TASK DESCRIPTION: In the listing that follows, copy out each line that includes the word "listIsSorted".

PROVIDED RECORDS:
↓
PR #3304, opened 2021-03-23
Associate debug Ranges with MethodEntries

zakkak:
As discussed in https://github.com/oracle/graal/pull/3290 this PR ensures that every debug `Range` is associated with a `MethodEntry`. This PR will enable us to continue working on https://github.com/oracle/graal/pull/2880 and associate the debug info for nested inline methods with `MethodEntry` instances.

### DIFF
--- a/substratevm/src/com.oracle.objectfile/src/com/oracle/objectfile/debugentry/ClassEntry.java
+++ b/substratevm/src/com.oracle.objectfile/src/com/oracle/objectfile/debugentry/ClassEntry.java
@@ -53,7 +53,7 @@ public class ClassEntry extends StructureTypeEntry {
     /**
      * Details of this class's interfaces.
      */
-    protected LinkedList<InterfaceClassEntry> interfaces;
+    protected List<InterfaceClassEntry> interfaces;
     /**
      * Details of the associated file.
      */
@@ -66,7 +66,7 @@ public class ClassEntry extends StructureTypeEntry {
      * A list recording details of all primary ranges included in this class sorted by ascending
      * address range.
      */
-    private LinkedList<PrimaryEntry> primaryEntries;
+    private List<PrimaryEntry> primaryEntries;
     /**
      * An index identifying primary ranges which have already been encountered.
      */
@@ -78,7 +78,7 @@ public class ClassEntry extends StructureTypeEntry {
     /**
      * A list of the same files.
      */
-    private LinkedList<FileEntry> localFiles;
+    private List<FileEntry> localFiles;
     /**
      * An index of all primary and secondary dirs referenced from this class's compilation unit.
      */
@@ -86,7 +86,7 @@ public class ClassEntry extends StructureTypeEntry {
     /**
      * A list of the same dirs.
      */
-    private LinkedList<DirEntry> localDirs;
+    private List<DirEntry> localDirs;
     /**
      * This flag is true iff the entry includes methods that are deopt targets.
      */
@@ -94,14 +94,16 @@ public class ClassEntry extends StructureTypeEntry {
 
     public ClassEntry(String className, FileEntry fileEntry, int size) {
         super(className, size);
-        this.interfaces = new LinkedList<>();
+        this.interfaces = new ArrayList<>();
         this.fileEntry = fileEntry;
+        // methods is a sorted list and we want to be able to add more elements to it while keeping it sorted,
+        // so a LinkedList seems more appropriate than an ArrayList. (see getMethodEntry)
         this.methods = new LinkedList<>();
-        this.primaryEntries = new LinkedList<>();
+        this.primaryEntries = new ArrayList<>();
         this.primaryIndex = new HashMap<>();
-        this.localFiles = new LinkedList<>();
+        this.localFiles = new ArrayList<>();
         this.localFilesIndex = new HashMap<>();
-        this.localDirs = new LinkedList<>();
+        this.localDirs = new ArrayList<>();
         this.localDirsIndex = new HashMap<>();
         if (fileEntry != null) {
             localFiles.add(fileEntry);
@@ -231,7 +233,7 @@ public class ClassEntry extends StructureTypeEntry {
         return fileEntry;
     }
 
-    public LinkedList<PrimaryEntry> getPrimaryEntries() {
+    public List<PrimaryEntry> getPrimaryEntries() {
         return primaryEntries;
     }
 
@@ -240,11 +242,11 @@ public class ClassEntry extends StructureTypeEntry {
         return primaryIndex.get(primaryRange);
     }
 
-    public LinkedList<DirEntry> getLocalDirs() {
+    public List<DirEntry> getLocalDirs() {
         return localDirs;
     }
 
-    public LinkedList<FileEntry> getLocalFiles() {
+    public List<FileEntry> getLocalFiles() {
         return localFiles;
     }
 
--- a/substratevm/src/com.oracle.objectfile/src/com/oracle/objectfile/debugentry/ClassEntry.java
+++ b/substratevm/src/com.oracle.objectfile/src/com/oracle/objectfile/debugentry/ClassEntry.java
@@ -268,8 +268,8 @@ public class ClassEntry extends StructureTypeEntry {
     }
 
     protected MethodEntry processMethod(DebugMethodInfo debugMethodInfo, DebugInfoBase debugInfoBase, DebugContext debugContext) {
-        String methodName = debugInfoBase.uniqueDebugString(debugMethodInfo.methodName());
-        String resultTypeName = TypeEntry.canonicalize(debugMethodInfo.returnTypeName());
+        String methodName = debugInfoBase.uniqueDebugString(debugMethodInfo.name());
+        String resultTypeName = TypeEntry.canonicalize(debugMethodInfo.valueType());
         int modifiers = debugMethodInfo.modifiers();
         List<String> paramTypes = debugMethodInfo.paramTypes();
         List<String> paramNames = debugMethodInfo.paramNames();
--- a/substratevm/src/com.oracle.objectfile/src/com/oracle/objectfile/debugentry/ClassEntry.java
+++ b/substratevm/src/com.oracle.objectfile/src/com/oracle/objectfile/debugentry/ClassEntry.java
@@ -337,25 +337,11 @@ public class ClassEntry extends StructureTypeEntry {
         return superClass;
     }
 
-    public Range makePrimaryRange(String methodName, String symbolName, String paramSignature, String returnTypeName, StringTable stringTable, MethodEntry method, int lo,
-                    int hi, int primaryLine) {
+    public Range makePrimaryRange(String symbolName, StringTable stringTable, MethodEntry method, int lo, int hi, int primaryLine) {
         FileEntry fileEntryToUse = method.fileEntry;
         if (fileEntryToUse == null) {
-            /*
-             * Search for a matching method to supply the file entry or failing that use the one
-             * from this class.
-             */
-            for (MethodEntry methodEntry : methods) {
-                if (methodEntry.match(methodName, paramSignature, returnTypeName)) {
-                    /* maybe the method's file entry */
-                    fileEntryToUse = methodEntry.getFileEntry();
-                    break;
-                }
-            }
-            if (fileEntryToUse == null) {
-                /* Last chance is the class's file entry. */
-                fileEntryToUse = this.fileEntry;
-            }
+            /* Last chance is the class's file entry. */
+            fileEntryToUse = this.fileEntry;
         }
         return new Range(symbolName, stringTable, method, fileEntryToUse, lo, hi, primaryLine);
     }
--- a/substratevm/src/com.oracle.objectfile/src/com/oracle/objectfile/debugentry/ClassEntry.java
+++ b/substratevm/src/com.oracle.objectfile/src/com/oracle/objectfile/debugentry/ClassEntry.java
@@ -1,5 +1,5 @@
 /*
- * Copyright (c) 2020, 2020, Oracle and/or its affiliates. All rights reserved.
+ * Copyright (c) 2020, 2021, Oracle and/or its affiliates. All rights reserved.
  * Copyright (c) 2020, 2020, Red Hat Inc. All rights reserved.
  * DO NOT ALTER OR REMOVE COPYRIGHT NOTICES OR THIS FILE HEADER.
  *
@@ -35,9 +35,11 @@ import com.oracle.objectfile.debuginfo.DebugInfoProvider.DebugTypeInfo.DebugType
 import org.graalvm.compiler.debug.DebugContext;
 
 import java.nio.file.Path;
+import java.util.ArrayList;
 import java.util.HashMap;
 import java.util.LinkedList;
 import java.util.List;
+import java.util.ListIterator;
 import java.util.Map;
 
 /**
@@ -134,7 +136,9 @@ public class ClassEntry extends StructureTypeEntry {
         /* Add details of fields and field types */
         debugInstanceTypeInfo.fieldInfoProvider().forEach(debugFieldInfo -> this.processField(debugFieldInfo, debugInfoBase, debugContext));
         /* Add details of methods and method types */
-        debugInstanceTypeInfo.methodInfoProvider().forEach(methodFieldInfo -> this.processMethod(methodFieldInfo, debugInfoBase, debugContext));
+        debugInstanceTypeInfo.methodInfoProvider().forEach(methodFieldInfo -> this.methods.add(this.processMethod(methodFieldInfo, debugInfoBase, debugContext)));
+        /* Sort methods to improve lookup speed */
+        this.methods.sort(MethodEntry::compareTo);
     }
 
     public void indexPrimary(Range primary, List<DebugFrameSizeChange> frameSizeInfos, int frameSize) {
@@ -294,9 +298,7 @@ public class ClassEntry extends StructureTypeEntry {
          * substitution
          */
         FileEntry methodFileEntry = debugInfoBase.ensureFileEntry(fileName, filePath, cachePath);
-        final MethodEntry methodEntry = new MethodEntry(methodFileEntry, methodName, this, resultType, paramTypeArray, paramNameArray, modifiers, debugMethodInfo.isDeoptTarget());
-        methods.add(methodEntry);
-        return methodEntry;
+        return new MethodEntry(methodFileEntry, methodName, this, resultType, paramTypeArray, paramNameArray, modifiers, debugMethodInfo.isDeoptTarget());
     }
 
     @Override
@@ -346,16 +348,30 @@ public class ClassEntry extends StructureTypeEntry {
         return new Range(symbolName, stringTable, method, fileEntryToUse, lo, hi, primaryLine);
     }
 
-    public MethodEntry ensureMethodEntry(DebugMethodInfo debugMethodInfo, DebugInfoBase debugInfoBase, DebugContext debugContext) {
+    public MethodEntry getMethodEntry(DebugMethodInfo debugMethodInfo, DebugInfoBase debugInfoBase, DebugContext debugContext) {
+        assert listIsSorted(methods);
         String methodName = debugInfoBase.uniqueDebugString(debugMethodInfo.name());
         String paramSignature = debugMethodInfo.paramSignature();
         String returnTypeName = debugMethodInfo.valueType();
-        // TODO improve data structure to avoid loops...
-        for (MethodEntry methodEntry : methods) {
-            if (methodEntry.match(methodName, paramSignature, returnTypeName)) {
+        ListIterator<MethodEntry> methodIterator = methods.listIterator();
+        while (methodIterator.hasNext()) {
+            MethodEntry methodEntry = methodIterator.next();
+            int comparisonResult = methodEntry.compareTo(methodName, paramSignature, returnTypeName);
+            if (comparisonResult == 0) {
                 return methodEntry;
+            } else if (comparisonResult > 0) {
+                methodIterator.previous();
+                break;
             }
         }
-        return processMethod(debugMethodInfo, debugInfoBase, debugContext);
+        MethodEntry newMethodEntry = processMethod(debugMethodInfo, debugInfoBase, debugContext);
+        methodIterator.add(newMethodEntry);
+        return newMethodEntry;
+    }
+
+    private boolean listIsSorted(List<MethodEntry> list) {
+        List<MethodEntry> copy = new ArrayList<>(list);
+        copy.sort(MethodEntry::compareTo);
+        return list.equals(copy);
     }
 }
--- a/substratevm/src/com.oracle.objectfile/src/com/oracle/objectfile/debugentry/ClassEntry.java
+++ b/substratevm/src/com.oracle.objectfile/src/com/oracle/objectfile/debugentry/ClassEntry.java
@@ -294,7 +294,7 @@ public class ClassEntry extends StructureTypeEntry {
          * substitution
          */
         FileEntry methodFileEntry = debugInfoBase.ensureFileEntry(fileName, filePath, cachePath);
-        final MethodEntry methodEntry = new MethodEntry(methodFileEntry, methodName, this, resultType, paramTypeArray, paramNameArray, modifiers);
+        final MethodEntry methodEntry = new MethodEntry(methodFileEntry, methodName, this, resultType, paramTypeArray, paramNameArray, modifiers, debugMethodInfo.isDeoptTarget());
         methods.add(methodEntry);
         return methodEntry;
     }
@@ -338,7 +338,7 @@ public class ClassEntry extends StructureTypeEntry {
     }
 
     public Range makePrimaryRange(String methodName, String symbolName, String paramSignature, String returnTypeName, StringTable stringTable, MethodEntry method, int lo,
-                                  int hi, int primaryLine, boolean isDeoptTarget) {
+                    int hi, int primaryLine) {
         FileEntry fileEntryToUse = method.fileEntry;
         if (fileEntryToUse == null) {
             /*
@@ -357,7 +357,7 @@ public class ClassEntry extends StructureTypeEntry {
                 fileEntryToUse = this.fileEntry;
             }
         }
-        return new Range(symbolName, stringTable, method, fileEntryToUse, lo, hi, primaryLine, isDeoptTarget);
+        return new Range(symbolName, stringTable, method, fileEntryToUse, lo, hi, primaryLine);
     }
 
     public MethodEntry ensureMethodEntry(DebugInfoProvider.DebugMethodInfo debugMethodInfo, DebugInfoBase debugInfoBase, DebugContext debugContext) {
--- a/substratevm/src/com.oracle.objectfile/src/com/oracle/objectfile/debugentry/ClassEntry.java
+++ b/substratevm/src/com.oracle.objectfile/src/com/oracle/objectfile/debugentry/ClassEntry.java
@@ -267,9 +267,9 @@ public class ClassEntry extends StructureTypeEntry {
         interfaceClassEntry.addImplementor(this, debugContext);
     }
 
-    protected void processMethod(DebugMethodInfo debugMethodInfo, DebugInfoBase debugInfoBase, DebugContext debugContext) {
-        String methodName = debugInfoBase.uniqueDebugString(debugMethodInfo.name());
-        String resultTypeName = TypeEntry.canonicalize(debugMethodInfo.valueType());
+    protected MethodEntry processMethod(DebugMethodInfo debugMethodInfo, DebugInfoBase debugInfoBase, DebugContext debugContext) {
+        String methodName = debugInfoBase.uniqueDebugString(debugMethodInfo.methodName());
+        String resultTypeName = TypeEntry.canonicalize(debugMethodInfo.returnTypeName());
         int modifiers = debugMethodInfo.modifiers();
         List<String> paramTypes = debugMethodInfo.paramTypes();
         List<String> paramNames = debugMethodInfo.paramNames();
@@ -294,7 +294,9 @@ public class ClassEntry extends StructureTypeEntry {
          * substitution
          */
         FileEntry methodFileEntry = debugInfoBase.ensureFileEntry(fileName, filePath, cachePath);
-        methods.add(new MethodEntry(methodFileEntry, methodName, this, resultType, paramTypeArray, paramNameArray, modifiers));
+        final MethodEntry methodEntry = new MethodEntry(methodFileEntry, methodName, this, resultType, paramTypeArray, paramNameArray, modifiers);
+        methods.add(methodEntry);
+        return methodEntry;
     }
 
     @Override
--- a/substratevm/src/com.oracle.objectfile/src/com/oracle/objectfile/debugentry/ClassEntry.java
+++ b/substratevm/src/com.oracle.objectfile/src/com/oracle/objectfile/debugentry/ClassEntry.java
@@ -369,7 +369,7 @@ public class ClassEntry extends StructureTypeEntry {
         return newMethodEntry;
     }
 
-    private boolean listIsSorted(List<MethodEntry> list) {
+    private static boolean listIsSorted(List<MethodEntry> list) {
         List<MethodEntry> copy = new ArrayList<>(list);
         copy.sort(MethodEntry::compareTo);
         return list.equals(copy);
--- a/substratevm/src/com.oracle.objectfile/src/com/oracle/objectfile/debugentry/ClassEntry.java
+++ b/substratevm/src/com.oracle.objectfile/src/com/oracle/objectfile/debugentry/ClassEntry.java
@@ -26,7 +26,7 @@
 
 package com.oracle.objectfile.debugentry;
 
-import com.oracle.objectfile.debuginfo.DebugInfoProvider;
+import com.oracle.objectfile.debuginfo.DebugInfoProvider.DebugFieldInfo;
 import com.oracle.objectfile.debuginfo.DebugInfoProvider.DebugFrameSizeChange;
 import com.oracle.objectfile.debuginfo.DebugInfoProvider.DebugMethodInfo;
 import com.oracle.objectfile.debuginfo.DebugInfoProvider.DebugTypeInfo;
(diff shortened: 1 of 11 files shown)


zakkak:
@adinn please review

substratevm/src/com.oracle.objectfile/src/com/oracle/objectfile/debugentry/ClassEntry.java
```diff
@@ -335,10 +337,9 @@ public ClassEntry getSuperClass() {
...
-    public Range makePrimaryRange(String methodName, String symbolName, String paramSignature, String returnTypeName, StringTable stringTable, FileEntry primaryFileEntry, int lo,
-                    int hi, int primaryLine,
-                    int modifiers, boolean isDeoptTarget) {
-        FileEntry fileEntryToUse = primaryFileEntry;
+    public Range makePrimaryRange(String methodName, String symbolName, String paramSignature, String returnTypeName, StringTable stringTable, MethodEntry method, int lo,
+                                  int hi, int primaryLine, boolean isDeoptTarget) {
+        FileEntry fileEntryToUse = method.fileEntry;
         if (fileEntryToUse == null) {
             /*
              * Search for a matching method to supply the file entry or failing that use the one
```
adinn, line 345: So this iteration through the methods is now no longer needed because you have already done it under ensureMethodEntry.

substratevm/src/com.oracle.objectfile/src/com/oracle/objectfile/debugentry/DebugInfoBase.java
```diff
@@ -236,40 +236,38 @@ public void installDebugInfo(DebugInfoProvider debugInfoProvider) {
...
+            String className = TypeEntry.canonicalize(debugCodeInfo.ownerType());
+            String methodName = debugCodeInfo.name();
             String symbolName = debugCodeInfo.symbolNameForMethod();
             String paramSignature = debugCodeInfo.paramSignature();
-            String returnTypeName = TypeEntry.canonicalize(debugCodeInfo.returnTypeName());
+            String returnTypeName = TypeEntry.canonicalize(debugCodeInfo.valueType());
             int lo = debugCodeInfo.addressLo();
             int hi = debugCodeInfo.addressHi();
             int primaryLine = debugCodeInfo.line();
             boolean isDeoptTarget = debugCodeInfo.isDeoptTarget();
```
adinn, line 247: I think we probably ought to migrate DebugCodeInfo::isDeoptTarget() to DebugMethodInfo and cache this value in the MethodEntry when we create it. The test simply checks that the hosted method name ends in "**" and coudl be done up front when processing the DebugMethodInfo. If we do that then there is no need to retrieve isDeoptTarget here and pass it into makePrimaryRange. The latter function can read it off the methodEntry.

substratevm/src/com.oracle.objectfile/src/com/oracle/objectfile/debugentry/ClassEntry.java
```diff
@@ -356,6 +357,19 @@ public Range makePrimaryRange(String methodName, String symbolName, String param
                 fileEntryToUse = this.fileEntry;
             }
         }
-        return new Range(this.typeName, methodName, symbolName, paramSignature, returnTypeName, stringTable, fileEntryToUse, lo, hi, primaryLine, modifiers, isDeoptTarget);
+        return new Range(symbolName, stringTable, method, fileEntryToUse, lo, hi, primaryLine, isDeoptTarget);
+    }
+
+    public MethodEntry ensureMethodEntry(DebugInfoProvider.DebugMethodInfo debugMethodInfo, DebugInfoBase debugInfoBase, DebugContext debugContext) {
+        String methodName = debugInfoBase.uniqueDebugString(debugMethodInfo.name());
```
adinn, line 364: Import DebugInfoProvider.DebugMethodInfo so you don't have to have a qualified type in the argument list.

substratevm/src/com.oracle.objectfile/src/com/oracle/objectfile/debugentry/ClassEntry.java
zakkak: Correct. My plan is to fix this with https://github.com/oracle/graal/pull/3290

substratevm/src/com.oracle.objectfile/src/com/oracle/objectfile/debugentry/MethodEntry.java
```diff
@@ -29,13 +29,18 @@
 public class MethodEntry extends MemberEntry {
     TypeEntry[] paramTypes;
     String[] paramNames;
+    String[] paramTypeNames;
```
adinn, line 32: I'm not sure why you are materialising array paramTypeNames here rather than retrieve the names from the respective element of paramTypes. It seems an unnecessary waste of space to avoid a single field indirection. Or is there a good reason for this chnage?

adinn: Ah ok, I see this is because you need to use it to implement Range::getParamTypeNames. Ok.

substratevm/src/com.oracle.objectfile/src/com/oracle/objectfile/elf/dwarf/DwarfInfoSectionImpl.java
```diff
@@ -724,18 +724,13 @@ private int writeMethodParameterDeclarations(DebugContext context, ClassEntry cl
...
-                if (fileEntry != null) {
-                    pos = writeMethodParameterDeclaration(context, paramName, paramTypeName, false, isSpecification, buffer, pos);
-                } else {
-                    pos = writeMethodParameterDeclaration(context, paramTypeName, paramTypeName, false, isSpecification, buffer, pos);
-                }
+        for (String paramTypeName : range.getParamTypeNames()) {
+            String paramName = uniqueDebugString("");
+            FileEntry fileEntry = range.getFileEntry();
+            if (fileEntry != null) {
+                pos = writeMethodParameterDeclaration(context, paramName, paramTypeName, false, isSpecification, buffer, pos);
```
adinn, line 731: Hmm, this if/else sequence is wrong -- but not because of anything you have done. Passing paramTypeName in place of paramName in the else branch makes no sense at all (paramName is ignored for now). The method call here should include a filename argument or null. This argument should drive the choice of abbrev code as either DW_ABBREV_CODE_method_parameter_declaration2 or DW_ABBREV_CODE_method_parameter_declaration3. It does not matter too much as we don't have a line or column number so a file name for the parameter declaration is not a lot of use. Still it needs fixing, especially as the current code makes no sense at all. I'll raise a separate issue for this.

substratevm/src/com.oracle.svm.hosted/src/com/oracle/svm/hosted/image/NativeImageDebugInfoProvider.java
```diff
@@ -195,6 +196,17 @@ protected static ResolvedJavaType getJavaType(HostedType hostedType, boolean wan
         return hostedType.getWrapped().getWrapped();
     }
 
+    protected static ResolvedJavaType getJavaType(AnalysisType analysisType, boolean wantOriginal) {
```
adinn, line 199: Why do you need this? Where are you seeing Analysis types pop up? I think you ought only to be seeing HostedTypes.

zakkak: Hmmm, you are right. I guess I somehow thought I should include it like we do in `computeFullFilePath` (but there it's just a step after unwrapping a `HostedType`). Anyhow this is now removed.

substratevm/src/com.oracle.objectfile/src/com/oracle/objectfile/debugentry/MethodEntry.java
zakkak: Me neither, I think at the point of adding it I was using it in more places. Removed.

substratevm/src/com.oracle.objectfile/src/com/oracle/objectfile/debugentry/ClassEntry.java
zakkak: The import was actually already present :/
Fixed.

zakkak:
Thanks for the review @adinn . I have now resolved the issues you pointed out.

substratevm/src/com.oracle.objectfile/src/com/oracle/objectfile/debugentry/ClassEntry.java
adinn: Well, you should really delete the loop and comment as part of this commit since your existign changes have already made it redundant.

adinn (commented):
This is looking good apart from the eclipse style check failure.

substratevm/src/com.oracle.objectfile/src/com/oracle/objectfile/debugentry/ClassEntry.java
zakkak: OK, done in https://github.com/oracle/graal/pull/3304/commits/55503f9cc20fe2a80ddbe5adee0f839450eea777

zakkak:
@olpaw could you please review this?

adinn:
@olpaw Any chance of this getting a review from you or someone else who can get it through the gate. I believe the latest changes are sound.

adinn:
@olpaw Any chance of this getting a review from you or someone else who can get it through the gate. I believe the latest changes are sound.

zakkak:
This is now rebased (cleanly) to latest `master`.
↑
OUTPUT FOR THIS TASK:
+        assert listIsSorted(methods);
+    private boolean listIsSorted(List<MethodEntry> list) {
-    private boolean listIsSorted(List<MethodEntry> list) {
+    private static boolean listIsSorted(List<MethodEntry> list) {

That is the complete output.